Столкнувшись с этим неприятным осознанием, люди обычно сдаются – все, кроме продюсеров. Продюсеры - берут телефон и звонят сценаристам.

Недавно я побывала на международной сценарной конференции «Stsenarist 2.0» в Таллине. (Кому интересно и не страшно пользоваться автопереводом – вот ее программа на эстонском: konverents2019.stsenaristid.ee/kava/.) Говоря о профессионализме, один из участников - видный сценарист и драматург из Финляндии – сказал: «Профессионал никогда не звонит со словами “У меня есть идея”. Профессионал звонит со словами “У меня есть история”».

Почему? Да потому что идея – это фикция. Долговое обязательство перед Вселенной, написанное вилами на воде.
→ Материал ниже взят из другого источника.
PR #743, opened 2021-03-25
storage: Add checksum/split-region/import-write for rawkv

Little-Wallace:
Signed-off-by: Little-Wallace <bupt2013211450@gmail.com>

We want to support loading data into TiKV in RawKV mode by tidb-lightning. So we need to supply these method for tidb-lightning:

- RawWrite: to write data with RawKV-format rather than TxnKV-format.
- RawSplitRegion: tidb-lightning will split region into multiple ones to avoid write too many data in one region.
- RawChecksum: tidb-lightning will compare checksum-value between source data and data in TiKV. But TiKV used to supply TxnKV method for checksum and the checksum code is in `tidb` repo. So we need an independent method only for RawKV.


nolouch:
RawSplitRegion-> what's the differnet with https://github.com/pingcap/kvproto/pull/743/files#diff-9012f74300ab5335dd6edf75bb4f95361c48f5454d4a0fb4c51864989ee2f3bfR89-R91？

Little-Wallace:
> RawSplitRegion-> what's the differnet with [https://github.com/pingcap/kvproto/pull/743/files#diff-9012f74300ab5335dd6edf75bb4f95361c48f5454d4a0fb4c51864989ee2f3bfR89-R91？](https://github.com/pingcap/kvproto/pull/743/files#diff-9012f74300ab5335dd6edf75bb4f95361c48f5454d4a0fb4c51864989ee2f3bfR89-R91%EF%BC%9F)

Because the keys of request to rawsplitregion will not be encoded.

disksing:
Hi @Little-Wallace @nolouch  do we need to continue it?

disksing:
closing for inactivity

Ведь как обычно выглядит идея? «Мальчик-сирота из современного захолустья открывает в себе дар волшебника». От этой идеи до семи томов «Гарри Поттера» - больше десяти лет ежедневного напряженного труда и восемь отказов от английских издательств, а еще развод, жизнь на пособии, презрение родственников, и т.п.

Скольким людям приходила в голову эта идея? Думаю, миллионам. Но расписать ее смогла только Роулинг – не в последнюю очередь потому, что она одна была готова ради этой идеи на такие жертвы. И, поскольку идея не охраняется авторским правом, никто из миллионов людей, наступивших ночью на кота и подумавших про мальчика с волшебной палочкой, не вправе предъявить Роулинг претензию и через это приобщиться к авторству «Гарри Поттера».

В кино тот, кто готов на жертвы, чтобы идея превратилась в конкретный осязаемый текст, - это обычно сценарист. А тот, кто стоит в титрах как автор этой самой идеи, - обычно продюсер. Это нормально (см. предыдущий абзац про авторское право), но по-человечески как-то обидно.

Пока у идеи нет конкретного выражения, она совершенна, как греческий эйдос, у которого, как известно, нет и не может быть никаких изъянов. Все изъяны появляются в процессе выражения – в нашем случае, при написании сценария. Там кривые диалоги, логические дыры в сюжете, недостоверная фактура и неубедительные персонажи. Автор этого убожества – всегда сценарист. А вот автор прекрасной идеи, по которой кто-нибудь более талантливый мог бы написать сценарий получше, если бы взялся, - очень часто продюсер.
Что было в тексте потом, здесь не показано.